As a millennial, I have always been good with computers. Growing up, I taught myself how to program computers and find tech to be interesting and exciting. As someone who has needed to wear hearing aids my whole life, I have seen how the evolution of hearing aids has allowed me to hear much better now than I did as a child. There are even hearing aids that exist now that can translate different languages, or play music from your phone! I understand how much of a difference technology can make in my life, and I know it can make a difference in my patient’s lives.

As a young orthopedic surgeon, I have been blessed to have received the latest training in hip and knee reconstruction. I have presented new research at national meetings, keeping abreast of the latest technological updates. I think it is important to travel and see what other surgeons are doing across the nation and bring those new technologies back home to Hawaii.

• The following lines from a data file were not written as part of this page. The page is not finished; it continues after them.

PR #1756, opened 2026-08-31
Ttf picker and fixes

evertvorster:
As it says on the tin, this PR leverages the newly gained native ttf abilities of the engine. 
It scans a specific directory in Assets for ttf fonts, and makes them available for configuration.

Removed old classic bitmap modes and fonts the engine no longer supports.
Ensures that if you are silly enough to pick a ridiculously large font size, you can still click the Apply button to undo your horrors. 

Please answer the following:

Code Changes:
  - [ ] Play Tests
    - [x] Basic flight.
    - [x] Docking to a planet.
    - [x] On planet actions:
        - [x] Save the game.
        - [x] Read news.
        - [x] Buy/Sell some goods.
    - [x] SPEC flight.
    - [x] Save the game again.
    - [x] Upgrade your new ship.
    - [x] Save once more.

Issues:
- - Settings has no ability to change fonts

Purpose:
- - Scan Assets for fonts, and make them available for configuration.
- What release is this for?
- - 0.11
- - 0.11


engine/src/gui/config_screen.cpp
```diff
@@ -80,32 +80,56 @@ static bool bind_capturing = false;
...
+    if (fs::exists(fonts_dir) && fs::is_directory(fonts_dir)) {
+        std::vector<std::string> ttf;
+        for (fs::directory_iterator it(fonts_dir), end; it != end; ++it) {
+            if (it->path().extension() == ".ttf") {
+                ttf.push_back(it->path().filename().string());
+            }
+        }
+        std::sort(ttf.begin(), ttf.end());
+        for (const auto &f : ttf) {
+            s_font_list.push_back(f);
```
royfalk, line 111: What's the difference between s_font_list and s_font_values?

engine/src/gui/config_screen.cpp
```diff
@@ -449,37 +457,22 @@ void draw_display_frame() {
             if (ImGui::MenuItem(aspect_opts[i])) { sel_screen_aspect = (int)i; refresh_screen_aspect_text(); dirty = true; }
         ImGui::EndPopup();
     }
-    // Font type picker.
+    // Font picker: Roboto (engine default) + .ttf fonts from the data fonts/ dir.
+    if (s_font_list.empty()) {
```
royfalk, line 461: By enabling a font picker for the user to specify the font, you are taking away the option to support more than one font in the game.

royfalk (commented):
Two comments. One I think is pretty substantial.

engine/src/gui/config_screen.cpp
stephengtuggy: > By enabling a font picker for the user to specify the font, you are taking away the option to support more than one font in the game.

Does the game have that ability today? I don't think it does.

evertvorster: I don't follow either. The game only ever supported one font at a time, and never had a way to switch fonts. 
This font picker just makes picking which font the game runs with easier. 
So, it adds functionality that was never there, and takes nothing away. 

Moreover, if you wanted to use a specific font for something in-game, there is nothing preventing you from adding that font to assets and referring to it directly. The font picker just picks the default font at this point.

engine/src/gui/config_screen.cpp
evertvorster: s_fonts_list vs s_fonts_values
They're parallel arrays, kept in sync, but they serve different roles:

Purpose	Used for:
1. s_fonts_list	Display — the labels shown in the dropdown	ImGui::Button(s_font_list[sel_font]), ImGui::MenuItem(s_font_list[i])
2. s_fonts_values	Persistence — the graphics.font config value for each entry	select_font_from_value(g.font) reverse-lookup, and graphics.font = s_font_values[sel_font] on Save

So s_fonts_list is what the user sees, and s_fonts_values is what gets written to the config when that entry is selected. select_font_from_value() scans s_fonts_values to map a persisted graphics.font string back to the matching dropdown index.

The reason they look identical: right now each display label is the font name (Roboto, then the .ttf filenames), so both lists contain the same strings. The separation is intentional so a display label can differ from the persisted value — e.g. a friendlier menu name ("Saira (Default)") mapping to the actual filename (Saira-Regular.ttf), or showing "Roboto" while storing the engine-default sentinel. That's the whole reason the two exist rather than one.

So: functionally identical today, but list is the UI label and values is the persisted value — a display↔value mapping kept separate on purpose. 

Eventually we want to make the config screen more user-friendly, and then this will become genuinely useful.

engine/src/gui/config_screen.cpp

When I first became involved in hip and knee replacements, most patients needed to stay in the hospital for three days after surgery. Now, many people can go home on the same day. Ceramic and polyethylene components allow for implants that last longer than before. Advances in anesthesia, surgical technique, and patient preparation have allowed us to achieve what many surgeons believed to be impossible just 10 years ago.

The hottest item in the world of hip and knee reconstruction right now is robot-assisted joint surgery. Every major company in orthopedics has invested in developing its own robotic system. As we are continuing to perfect the ability to put these implants in, patients can have their implants last longer and recover faster.
Many surgeons continue to use the same techniques that they learned when they were fresh out of school, even twenty years later. There are others of us, who adapt newer technologies quickly. Some of these technologies are adopted too quickly and fail quicker than expected. A quick google search on metal-on-metal hip replacements will reveal the failures of not having enough oversight when adopting newer technology. A careful approach to choosing which of the newer technologies to adopt is required.

Robotic-assisted joint replacements do not introduce a significant amount of risk and utilize the same knee replacement implant. The earliest robot-assistant in joint replacement was done in 1992 with the ROBODOC system. Over the last few decades, newer systems have hit the market, refining our ability to appropriately position our implants. Now patients require less soft-tissue dissection to undergo a hip or knee replacement. Our implants can be placed in a very precise position that is not possible without robotics. The newest generation of robotic-assisted joint replacements has worked through many of the problems found in earlier systems that caused inefficiencies and inability to appropriately implement.

Technology has allowed us to enter an exciting time in joint replacements. Our implants are now lasting longer and our recoveries are less painful. With robotic joint replacements, we can bring the latest technology and improve outcomes in our patients.